### What is required
Return all lines from the listing below that include the word "less".

═════ Given information

PR #1528, opened 2026-06-10
fix(types): decode created_at as tz-aware UTC, not naive host-local time

### LINKED ISSUE #1519: API timestamps decoded as naive local-time datetimes — created_at is host-TZ-dependent
**Severity:** Medium (correctness)

**Location:** `src/notebooklm/_types/common.py:150` — `return datetime.fromtimestamp(value)` (no `tz`).

**Bug:** Produces a naive datetime in the host's local zone. The public `created_at: datetime | None` contract therefore mis-states the absolute instant and renders host-TZ-dependently: a notebook created at 13:40:05 UTC serializes as `2026-01-13T08:40:05` (offset-less) under `America/New_York`. Reproduced empirically. No UTC normalization exists anywhere between decode and render.

**Triggers when:** any `notebooks.list/get`, `sources.list`, or `artifacts.list` on a non-UTC host, observable whenever `created_at` is serialized — CLI `--json` (`.isoformat()`), `_app`/MCP `serialize.py`, or human `.strftime`.

**Fix:** `return datetime.fromtimestamp(value, tz=timezone.utc)`. `.timestamp()` round-trips unchanged, so internal sort/dedup/download are provably unaffected; only the rendered string changes (becomes host-independent). Update the unit tests asserting naive expectations (e.g. `test_types.py` asserts `fromtimestamp` called without `tz`).

**Note:** This is the **production sibling** of the timezone bug fixed in the #1511 golden test — the test was made TZ-invariant by pinning epoch, but the production decoder still emits host-dependent strings.

---
*Filed from an adversarially-verified multi-agent code audit (each finding was confirmed against the source by an independent verifier). Severity is post-verification.*

teng-lin:
## Summary

Fixes #1519 (from the adversarially-verified audit). The shared decoder `_datetime_from_timestamp` (`src/notebooklm/_types/common.py`, behind `Notebook`/`Source`/`Artifact`/`MindMap.created_at`) called `datetime.fromtimestamp(value)` with **no `tz`** — producing a **naive** datetime in the host's local zone. The public `created_at: datetime | None` contract therefore mis-stated the absolute instant and rendered host-TZ-dependently: a notebook created `13:40:05` UTC serialized as the offset-less `08:40:05` under `America/New_York`, and `--json`/`isoformat`/`strftime` output varied per machine.

### Fix
`return datetime.fromtimestamp(value, tz=timezone.utc)` — tz-aware UTC, host-independent. `.timestamp()` round-trips identically, so internal sort/dedup/download ordering (which key on `.timestamp()` or the raw int) is provably unaffected; only the rendered string changes (now offset-aware, identical everywhere).

This is the **production sibling** of the timezone slip that was pinned out of the #1511 golden VCR test (that test was made TZ-invariant, but this production decoder still emitted host-dependent strings).

### Tests (red-first)
- tz-aware + host-independence unit tests (TZ-parametrized via `$TZ`/`time.tzset()`), proving the old naive behavior fails and the decoded instant is identical across zones.
- Updated the existing `fromtimestamp`-call-args assertion to expect `tz=utc`; hardened the #1511 golden VCR test with a `tzinfo` assertion.

### Verification
- Full `uv run pytest -m "not e2e"`: 9618+ passed (no failures)
- mypy clean · ruff clean · API-compat audit exit 0 (only rendered string changes; `.timestamp()` unchanged) · module-size ratchet green

Polish: claude implementer + codex independent review — codex SHIP. It independently confirmed this is the **only** production `fromtimestamp` site, found no naive/aware `created_at` comparison that would now raise, verified CLI/`_app.serialize`/MCP paths pin no offset-less strings, and that None/0/negative/huge timestamps keep their behavior. One Minor (CHANGELOG over-listed `Note.created_at`, which the decoder doesn't currently feed) fixed in the final commit.

## Summary by CodeRabbit

* **Bug Fixes**
  * Fixed `created_at` timestamp handling to return timezone-aware UTC datetimes instead of host-local times. This ensures consistent temporal representation across different environments and machines, improving accuracy for serialization and formatting operations.

### DIFF
--- a/CHANGELOG.md
+++ b/CHANGELOG.md
@@ -42,6 +42,21 @@ and this project adheres to [Semantic Versioning](https://semver.org/spec/v2.0.0
 
 ### Fixed
 
+- **Decoded `created_at` timestamps are now tz-aware UTC instead of naive
+  host-local time** (#1519). The shared decoder `_datetime_from_timestamp`
+  (backing `Notebook`/`Source`/`Artifact`/`MindMap.created_at`) called
+  `datetime.fromtimestamp(value)` with no `tz`, producing a **naive** datetime in
+  the host's local zone — so the same epoch surfaced as a different wall-time
+  string per machine, and `created_at.isoformat()` / `--json` output, the
+  `strftime` table cells, etc. mis-stated the absolute instant (a notebook
+  created `13:40:05` UTC rendered as the offset-less `08:40:05` under
+  `America/New_York`). It now returns `datetime.fromtimestamp(value, tz=utc)`:
+  the value is tz-aware UTC and host-independent. `.timestamp()` round-trips
+  unchanged, so internal sort/dedup/download ordering is provably unaffected —
+  only the rendered string changes (now offset-aware, identical everywhere).
+  This is the production sibling of the timezone slip pinned out of the #1511
+  golden VCR test.
+
 - **Playwright login: closing the browser during the final storage-state
   capture now shows the browser-closed help instead of a bug-report prompt**
   (#1514, deferred from the #1512 review). Every in-flow Playwright call in
--- a/src/notebooklm/_types/common.py
+++ b/src/notebooklm/_types/common.py
@@ -3,7 +3,7 @@
 from __future__ import annotations
 
 from dataclasses import dataclass, field
-from datetime import datetime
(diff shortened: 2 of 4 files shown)


teng-lin:
@claude review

══════════

### Output of the task
**Bug:** Produces a naive datetime in the host's local zone. The public `created_at: datetime | None` contract therefore mis-states the absolute instant and renders host-TZ-dependently: a notebook created at 13:40:05 UTC serializes as `2026-01-13T08:40:05` (offset-less) under `America/New_York`. Reproduced empirically. No UTC normalization exists anywhere between decode and render.
Fixes #1519 (from the adversarially-verified audit). The shared decoder `_datetime_from_timestamp` (`src/notebooklm/_types/common.py`, behind `Notebook`/`Source`/`Artifact`/`MindMap.created_at`) called `datetime.fromtimestamp(value)` with **no `tz`** — producing a **naive** datetime in the host's local zone. The public `created_at: datetime | None` contract therefore mis-stated the absolute instant and rendered host-TZ-dependently: a notebook created `13:40:05` UTC serialized as the offset-less `08:40:05` under `America/New_York`, and `--json`/`isoformat`/`strftime` output varied per machine.
Polish: claude implementer + codex independent review — codex SHIP. It independently confirmed this is the **only** production `fromtimestamp` site, found no naive/aware `created_at` comparison that would now raise, verified CLI/`_app.serialize`/MCP paths pin no offset-less strings, and that None/0/negative/huge timestamps keep their behavior. One Minor (CHANGELOG over-listed `Note.created_at`, which the decoder doesn't currently feed) fixed in the final commit.
+  created `13:40:05` UTC rendered as the offset-less `08:40:05` under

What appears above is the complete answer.